▼

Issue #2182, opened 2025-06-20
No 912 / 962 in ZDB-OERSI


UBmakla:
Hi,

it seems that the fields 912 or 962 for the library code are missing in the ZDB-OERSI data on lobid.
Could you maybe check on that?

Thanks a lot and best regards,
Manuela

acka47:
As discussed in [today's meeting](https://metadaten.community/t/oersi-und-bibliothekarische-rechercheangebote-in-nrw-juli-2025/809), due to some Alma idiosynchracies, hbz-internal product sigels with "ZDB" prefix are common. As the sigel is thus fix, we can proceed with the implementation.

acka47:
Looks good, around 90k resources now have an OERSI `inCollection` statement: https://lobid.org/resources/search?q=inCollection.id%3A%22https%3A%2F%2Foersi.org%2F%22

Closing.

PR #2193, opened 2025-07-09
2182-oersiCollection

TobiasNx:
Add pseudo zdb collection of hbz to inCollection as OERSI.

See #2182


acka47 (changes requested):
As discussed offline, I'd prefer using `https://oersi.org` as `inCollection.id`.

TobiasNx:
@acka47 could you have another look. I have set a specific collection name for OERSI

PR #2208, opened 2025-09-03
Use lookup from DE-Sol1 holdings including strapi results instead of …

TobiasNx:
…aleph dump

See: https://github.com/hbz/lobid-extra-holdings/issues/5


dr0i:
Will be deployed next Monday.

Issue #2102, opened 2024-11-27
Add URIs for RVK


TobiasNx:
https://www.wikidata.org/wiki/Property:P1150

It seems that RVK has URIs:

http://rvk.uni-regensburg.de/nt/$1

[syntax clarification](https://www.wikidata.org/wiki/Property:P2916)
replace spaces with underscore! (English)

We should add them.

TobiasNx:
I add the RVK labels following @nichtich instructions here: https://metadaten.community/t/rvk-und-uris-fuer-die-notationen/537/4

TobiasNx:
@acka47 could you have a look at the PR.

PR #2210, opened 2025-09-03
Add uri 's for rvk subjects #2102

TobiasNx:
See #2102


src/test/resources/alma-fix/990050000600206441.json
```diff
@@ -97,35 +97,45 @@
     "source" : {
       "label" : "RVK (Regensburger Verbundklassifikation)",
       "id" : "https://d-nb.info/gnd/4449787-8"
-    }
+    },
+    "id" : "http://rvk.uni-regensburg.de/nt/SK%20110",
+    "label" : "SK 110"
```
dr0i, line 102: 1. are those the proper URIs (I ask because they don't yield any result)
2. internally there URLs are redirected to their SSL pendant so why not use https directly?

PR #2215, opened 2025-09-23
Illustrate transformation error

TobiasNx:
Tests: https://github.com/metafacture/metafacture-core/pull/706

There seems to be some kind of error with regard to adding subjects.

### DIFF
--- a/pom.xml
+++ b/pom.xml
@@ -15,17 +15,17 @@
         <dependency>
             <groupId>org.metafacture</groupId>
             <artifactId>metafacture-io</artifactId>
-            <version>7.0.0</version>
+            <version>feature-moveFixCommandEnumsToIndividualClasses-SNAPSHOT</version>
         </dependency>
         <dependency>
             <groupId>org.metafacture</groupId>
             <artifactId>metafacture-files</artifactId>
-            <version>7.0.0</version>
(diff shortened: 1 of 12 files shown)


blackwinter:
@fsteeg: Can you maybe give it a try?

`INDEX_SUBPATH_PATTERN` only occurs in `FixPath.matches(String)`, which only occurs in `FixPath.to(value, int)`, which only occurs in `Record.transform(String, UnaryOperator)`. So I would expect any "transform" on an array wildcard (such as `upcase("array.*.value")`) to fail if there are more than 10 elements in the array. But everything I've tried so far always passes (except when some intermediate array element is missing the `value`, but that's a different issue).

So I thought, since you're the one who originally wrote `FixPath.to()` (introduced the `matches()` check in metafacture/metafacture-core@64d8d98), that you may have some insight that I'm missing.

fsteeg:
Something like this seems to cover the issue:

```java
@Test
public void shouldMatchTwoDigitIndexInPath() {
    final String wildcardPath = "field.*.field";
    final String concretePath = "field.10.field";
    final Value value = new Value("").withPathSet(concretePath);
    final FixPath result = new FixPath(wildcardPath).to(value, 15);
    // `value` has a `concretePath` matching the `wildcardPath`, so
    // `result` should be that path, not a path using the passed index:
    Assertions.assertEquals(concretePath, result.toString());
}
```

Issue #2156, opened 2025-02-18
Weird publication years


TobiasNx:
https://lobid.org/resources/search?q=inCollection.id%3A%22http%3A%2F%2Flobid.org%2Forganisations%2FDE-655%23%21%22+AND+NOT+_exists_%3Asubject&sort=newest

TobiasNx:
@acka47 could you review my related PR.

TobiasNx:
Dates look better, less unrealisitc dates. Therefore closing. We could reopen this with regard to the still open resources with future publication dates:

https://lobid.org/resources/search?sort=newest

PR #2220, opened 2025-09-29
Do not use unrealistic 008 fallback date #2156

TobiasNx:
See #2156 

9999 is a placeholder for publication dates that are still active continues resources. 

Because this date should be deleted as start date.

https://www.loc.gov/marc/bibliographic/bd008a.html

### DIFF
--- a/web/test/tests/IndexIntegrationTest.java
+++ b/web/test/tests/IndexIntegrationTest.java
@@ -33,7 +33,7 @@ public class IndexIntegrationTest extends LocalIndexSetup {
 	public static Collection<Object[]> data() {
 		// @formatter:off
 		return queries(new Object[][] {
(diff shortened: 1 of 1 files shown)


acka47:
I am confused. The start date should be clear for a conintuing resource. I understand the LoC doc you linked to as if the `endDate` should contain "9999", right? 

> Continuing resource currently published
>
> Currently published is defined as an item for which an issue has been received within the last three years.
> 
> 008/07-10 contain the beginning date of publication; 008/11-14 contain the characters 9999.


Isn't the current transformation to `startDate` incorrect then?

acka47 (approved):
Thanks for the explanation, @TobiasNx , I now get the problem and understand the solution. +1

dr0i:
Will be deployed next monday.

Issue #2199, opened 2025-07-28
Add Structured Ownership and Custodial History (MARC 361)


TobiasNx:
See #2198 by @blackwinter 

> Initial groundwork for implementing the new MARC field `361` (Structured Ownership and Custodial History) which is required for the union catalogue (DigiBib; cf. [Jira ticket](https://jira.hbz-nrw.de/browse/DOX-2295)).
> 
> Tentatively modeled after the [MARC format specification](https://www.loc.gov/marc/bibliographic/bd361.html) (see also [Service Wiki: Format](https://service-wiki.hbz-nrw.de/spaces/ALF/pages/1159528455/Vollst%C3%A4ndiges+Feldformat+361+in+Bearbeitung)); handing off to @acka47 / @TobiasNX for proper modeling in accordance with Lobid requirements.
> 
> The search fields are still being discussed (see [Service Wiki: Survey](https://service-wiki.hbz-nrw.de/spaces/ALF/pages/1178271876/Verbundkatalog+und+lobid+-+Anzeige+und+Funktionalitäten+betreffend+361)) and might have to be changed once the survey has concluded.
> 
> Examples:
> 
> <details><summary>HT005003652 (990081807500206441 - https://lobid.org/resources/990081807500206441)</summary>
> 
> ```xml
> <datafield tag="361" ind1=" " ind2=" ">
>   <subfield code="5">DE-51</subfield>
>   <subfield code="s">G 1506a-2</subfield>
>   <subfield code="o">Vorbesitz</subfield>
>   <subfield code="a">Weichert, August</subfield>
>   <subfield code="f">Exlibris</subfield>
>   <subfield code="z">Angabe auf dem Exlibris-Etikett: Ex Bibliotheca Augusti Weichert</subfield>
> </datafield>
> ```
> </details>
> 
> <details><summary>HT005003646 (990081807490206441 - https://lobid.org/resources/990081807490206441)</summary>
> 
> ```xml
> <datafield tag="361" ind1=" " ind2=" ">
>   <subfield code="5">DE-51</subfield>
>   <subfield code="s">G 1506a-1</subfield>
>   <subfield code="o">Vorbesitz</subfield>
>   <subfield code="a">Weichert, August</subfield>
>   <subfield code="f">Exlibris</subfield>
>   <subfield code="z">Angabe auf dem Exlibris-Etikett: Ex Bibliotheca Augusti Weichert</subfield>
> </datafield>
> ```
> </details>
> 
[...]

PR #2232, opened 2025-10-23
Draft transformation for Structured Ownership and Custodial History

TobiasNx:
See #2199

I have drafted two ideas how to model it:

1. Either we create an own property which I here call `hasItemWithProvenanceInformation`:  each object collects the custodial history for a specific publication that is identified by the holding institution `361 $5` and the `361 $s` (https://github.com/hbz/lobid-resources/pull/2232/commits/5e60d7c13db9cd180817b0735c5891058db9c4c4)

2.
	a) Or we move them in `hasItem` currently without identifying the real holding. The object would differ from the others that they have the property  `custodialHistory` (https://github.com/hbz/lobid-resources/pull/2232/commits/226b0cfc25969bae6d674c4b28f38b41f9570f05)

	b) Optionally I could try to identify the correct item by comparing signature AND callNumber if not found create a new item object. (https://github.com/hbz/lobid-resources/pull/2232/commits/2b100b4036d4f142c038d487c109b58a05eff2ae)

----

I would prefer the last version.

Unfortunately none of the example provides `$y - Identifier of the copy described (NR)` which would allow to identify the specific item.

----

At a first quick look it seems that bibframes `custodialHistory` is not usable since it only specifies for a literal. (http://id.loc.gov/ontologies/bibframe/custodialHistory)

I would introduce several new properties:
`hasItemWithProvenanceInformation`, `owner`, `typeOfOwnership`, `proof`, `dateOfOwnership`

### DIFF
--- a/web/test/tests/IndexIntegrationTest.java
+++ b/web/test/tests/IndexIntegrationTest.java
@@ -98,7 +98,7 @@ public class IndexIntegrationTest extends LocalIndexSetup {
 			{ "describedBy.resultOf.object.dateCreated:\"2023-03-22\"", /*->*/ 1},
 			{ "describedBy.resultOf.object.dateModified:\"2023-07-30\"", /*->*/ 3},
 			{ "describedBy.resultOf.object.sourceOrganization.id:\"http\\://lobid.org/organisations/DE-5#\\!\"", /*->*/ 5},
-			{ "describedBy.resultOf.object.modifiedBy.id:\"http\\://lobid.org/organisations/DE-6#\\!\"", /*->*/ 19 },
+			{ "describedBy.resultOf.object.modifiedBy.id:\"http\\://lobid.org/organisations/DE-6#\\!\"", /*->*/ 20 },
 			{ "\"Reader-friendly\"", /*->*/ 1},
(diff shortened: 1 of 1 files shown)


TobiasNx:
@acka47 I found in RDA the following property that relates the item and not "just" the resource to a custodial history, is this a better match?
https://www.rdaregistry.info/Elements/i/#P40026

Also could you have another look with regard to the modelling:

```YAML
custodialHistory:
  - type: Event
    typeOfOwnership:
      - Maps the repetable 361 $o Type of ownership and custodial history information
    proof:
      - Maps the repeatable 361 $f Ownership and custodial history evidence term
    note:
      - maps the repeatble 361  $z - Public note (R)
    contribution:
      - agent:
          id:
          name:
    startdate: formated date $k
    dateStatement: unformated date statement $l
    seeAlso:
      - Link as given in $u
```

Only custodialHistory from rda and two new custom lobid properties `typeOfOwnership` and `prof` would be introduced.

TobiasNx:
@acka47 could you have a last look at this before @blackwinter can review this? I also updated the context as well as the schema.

▲

## [Directions]
Only lines with the word "using" are wanted; pull each of them from the records.

## [Answer to the exercise]
As discussed offline, I'd prefer using `https://oersi.org` as `inCollection.id`.
    // `result` should be that path, not a path using the passed index:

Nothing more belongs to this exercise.